Spot version of star interviews.
STAR interviews:
The answer to your question(s) are pretty simple. During your interview be honest and yourself. They will ask you 4-5 situational questions (total of 3 rounds I believe) just to see what type of leader you are. Remember to paint them a picture because what they are looking for in each question that you answer is to be outlined in the following way:

Situation - how does your answer relate to the question
Example: tell me about a time you had to make a tough decison
You - During college ect..... <--- you are painting them a picture so tehy can visually see your answer.
Task - what did you have to accomplish/what what was the issue or problem
Action - how did you solve this issue/what steps were taken.
Result - what was the final outcome.

Overall be upbeat.

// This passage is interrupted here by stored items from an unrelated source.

PR #1062, opened 2019-04-15
Increase buffer size to allow for many volumes

lpabon:
Need to increase the maximum buffer size when requesting data from thousands of volumes

### DIFF
--- a/api/server/volume.go
+++ b/api/server/volume.go
@@ -26,7 +26,14 @@ import (
 	"google.golang.org/grpc/status"
 )
 
-const schedDriverPostFix = "-sched"
+const (
+	schedDriverPostFix = "-sched"
+
+	// We set it to 128Mi to support large number of volumes. Before, the client
+	// was using 4Mi and it would not allow the support of over 5k volumes.
+	// We increased to a very large value to support over 100k volumes.
+	maxMsgSize = 128 * 1024 * 1024
+)
 
 type volAPI struct {
 	restBase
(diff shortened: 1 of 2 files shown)


api/server/volume_test.go
```diff
@@ -2618,3 +2619,79 @@ func TestStorkVolumeInspect(t *testing.T) {
...
+		},
+	}
+
+	labels := make(map[string]string)
+	for i := 0; i < 50; i++ {
+		labels[fmt.Sprintf("label %d", i)] = fmt.Sprintf("label value %d", i)
+	}
+	req.GetLocator().VolumeLabels = labels
+
+	numvols := 10 * 1000
```
pault84: this is 10k not 100k

lpabon: oh yeah, i should change the test name

api/server/volume.go
```diff
@@ -63,7 +66,10 @@ func (vd *volAPI) getConn() (*grpc.ClientConn, error) {
 		var err error
 		vd.conn, err = grpcserver.Connect(
 			vd.sdkUds,
-			[]grpc.DialOption{grpc.WithInsecure()})
+			[]grpc.DialOption{
+				grpc.WithInsecure(),
+				grpc.WithDefaultCallOptions(grpc.MaxCallRecvMsgSize(maxMsgSize)),
```
ggriffiths: Should we also set the `MaxCallSendMsgSize`?

K8's fix for this also includes Send:
https://github.com/kubernetes/kubernetes/pull/63894/files

api/server/volume_test.go
lpabon: done

api/server/volume.go
lpabon: I'm not sure if we ever send that much data into the server. Let me know if you know

lpabon: Also, that is the server, we are affecting the client. I'd like not to affect the server unless needed.

ggriffiths: I interpreted it as the grpc server sending the results of `pxctl v l` over the grpc steam back to the client. But I just looked at the `MaxCallRecvMsgSize` documentation. Looks good.

api/server/volume.go
```diff
@@ -26,7 +26,10 @@ import (
 	"google.golang.org/grpc/status"
 )
 
-const schedDriverPostFix = "-sched"
+const (
+	schedDriverPostFix = "-sched"
+	maxMsgSize         = 128 * 1024 * 1024
```
adityadani: nit: add a comment, why this is required for future readers.

PR #1066, opened 2019-04-18
AWS: Add tags to the volume on creation

adityadani:
Updates the vendor only for openstorage so that we can use AWS SDK, that allows specifying tags on creation.

Closes #


pkg/storageops/aws/aws.go
```diff
@@ -611,6 +621,7 @@ func (s *ec2Ops) Create(
 		return nil, s.rollbackCreate(*resp.VolumeId, err)
 	}
 	if len(labels) > 0 {
+		// Apply the provided labels as tags
```
piyush-nimbalkar: Instead of making two different calls to apply tags (create and apply tags), why not combine the labels and vol.Tags and let it add those in create?
This will fix the problem where the ebs vol is created but failed to add tags. Ideally this whole operation should be atomic.

adityadani: done

adityadani: done

PR #1070, opened 2019-04-19
Add new field RetentionDays to cloudbackup schedule.

talakad:
This allows users to separately specify when to force a full (maxBackups) and
for how long to retain the scheduled backups.

Closes #


api/api.proto
```diff
@@ -3026,11 +3026,15 @@ message SdkCloudBackupScheduleInfo{
...
   repeated SdkSchedulePolicyInterval schedules = 3;
-  // MaxBackups are the maximum number of backups retained
-  // in cloud.Older backups are deleted
+  // MaxBackups indicates when to force full backup to cloud. If RetentionDays
+  // is not specified or is 0 (older scheme), this is also the maximum number 
+  // of scheduled backups retained in the cloud. Older backups are deleted
   uint64 max_backups = 4;
+  // Number of days that Scheduled CloudBackups will be kept after which they
+  // are deleted
+ uint32 retention_days = 5;
```
disrani-px: We shouldn't change the order of the fields, it'll cause backward compatibility issues

talakad: thanks!. Will add this to the end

During the interview don't EVER put yourself down. Even with the famous questions "what is one think your previous supervisor would change or say that you need to work on." Turn the question about to something like: "One thing my past supervisor would stay that I can improve is sometimes I tend want to help out too much. If I see someone struggling I always try and offer assistance." Remember to turn a weakness into a strength (sorry I just got off work so if a lot does not make sense please don't blame me lol).

Coolnite7


----------



## BurgerBob (Sep 3, 2021)

Hardlinesmaster said:


> Spot version of star interviews.
> STAR interviews:
> The answer to your question(s) are pretty simple. During your interview be honest and yourself. They will ask you 4-5 situational questions (total of 3 rounds I believe) just to see what type of leader you are. Remember to paint them a picture because what they are looking for in each question that you answer is to be outlined in the following way:
> 
> ...


So i read this at the start of my job search last year. And you know what it took a year. But i made my self dam good at interviews and this actually did help a quad truck load. 
Just wanted to say thanks


----------